**Problem details**.
Please restate, word for word, the lines below that begin at the one with "3022 tests, zero" and end at the one with "its detached paragraph". Leave out all other lines.

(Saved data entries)
Content starts

PR #1736, opened 2026-08-25
test: declare the list-column clauses as running ahead of the pinned engine

dereuromark:
`main` is red on two checks. Both have the same cause and neither is a defect in the clauses themselves: the lenient list content-column rules landed in the spec and in the oracle while the pinned build still predates them, and the resulting gaps were not declared.

Reproduced on a clean checkout of `d81bd4e0` before touching anything, so this is not fallout from another branch.

## `every trigger provokes the rule it names`

carve#1707 added `list-item-body-detached` and `list-item-block-overindented` to `docs/validation.md` AND to the `TRIGGERS` map in the same commit. Neither rule exists in the pinned build - grepping the installed engine finds no such rule id - so the triggers provoke nothing.

`TRIGGERS` is an assertion that a rule fires. A rule specified ahead of the engines belongs in `NOT_IN_THE_PIN_YET`, which is what that map's own guidance says:

> If the rule is specified ahead of the engines, declare it in NOT_IN_THE_PIN_YET with the ticket that specifies it.

Both moved there. The declaration is guarded from both directions - a companion test fails if the rule stops being documented, and fails again once the pinned build starts carrying it - so this cannot quietly outlive the engine work.

## `the oracle reads the engine's formatted output as the same document`

Thirteen corpus documents, every one a list content-column shape. The oracle now reads the lenient column; the pinned writer still emits the older indentation; so the oracle reads a different document out of the formatted source than out of the original.

That is the second of the two kinds `resources/engine-fmt-drift.txt` exists to hold, named in its own header:

> the ORACLE can fail to read the pin's output back while the pin reads it fine - which is what a spec rule the pin has not shipped looks like from the writer side. Both belong here

All thirteen are declared with the clauses that moved. The first render still matches the corpus for each, which is why only the cross-read check sees them.

## After this

3022 tests, zero failures. Every line added here is deleted when the engine pin advances past the clauses - both files say so in their headers, and both have a check that forces it.

### DIFF
--- a/resources/engine-fmt-drift.txt
+++ b/resources/engine-fmt-drift.txt
@@ -15,3 +15,16 @@
 #
 # Format: <slug><space><space><reason>
 415-a-floating-attribute-does-not-widen-a-list-item-s-content-column-7  pinned writer moves an empty task marker across its detached paragraph
+05-lists-11  oracle reads the lenient list content column of carve#1705 / carve#1707 / carve#1732; the pinned writer still emits the pre-clause indentation
+143-post-blank-list-continuation-content-column-model-3  oracle reads the lenient list content column of carve#1705 / carve#1707 / carve#1732; the pinned writer still emits the pre-clause indentation
+148-colon-fence-as-a-block-opener-in-a-list-item-3  oracle reads the lenient list content column of carve#1705 / carve#1707 / carve#1732; the pinned writer still emits the pre-clause indentation
+149-fence-folds-as-lazy-inline-code-above-the-content-column  oracle reads the lenient list content column of carve#1705 / carve#1707 / carve#1732; the pinned writer still emits the pre-clause indentation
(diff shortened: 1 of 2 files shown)


dereuromark:
Closing this: the premise is wrong, and main was never broken.

Both failures came from a stale `node_modules` in my working copy, installed at the start of a long session and never refreshed while I rebased onto newer mains. The lockfile's engine pin advanced in between; my install did not. So I measured the current spec against an older engine and read the mismatch as a defect in the clauses.

A fresh `npm ci` on an unmodified branch passes both tests. The two lint rules ARE in the pinned build - `dist/lint.js` carries them - so the `TRIGGERS` entries carve#1707 added are correct, and the thirteen fmt-drift declarations here describe drift that does not exist.

The check I thought was independent was not. I verified "on clean main" in a fresh worktree, but copied the same stale `node_modules` into it rather than installing, so the second measurement inherited the fault of the first.

Nothing here should land. carve#1707 needs no follow-up.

Content ends

**Answer for this exercise**.
3022 tests, zero failures. Every line added here is deleted when the engine pin advances past the clauses - both files say so in their headers, and both have a check that forces it.

### DIFF
--- a/resources/engine-fmt-drift.txt
+++ b/resources/engine-fmt-drift.txt
@@ -15,3 +15,16 @@
 #
 # Format: <slug><space><space><reason>
 415-a-floating-attribute-does-not-widen-a-list-item-s-content-column-7  pinned writer moves an empty task marker across its detached paragraph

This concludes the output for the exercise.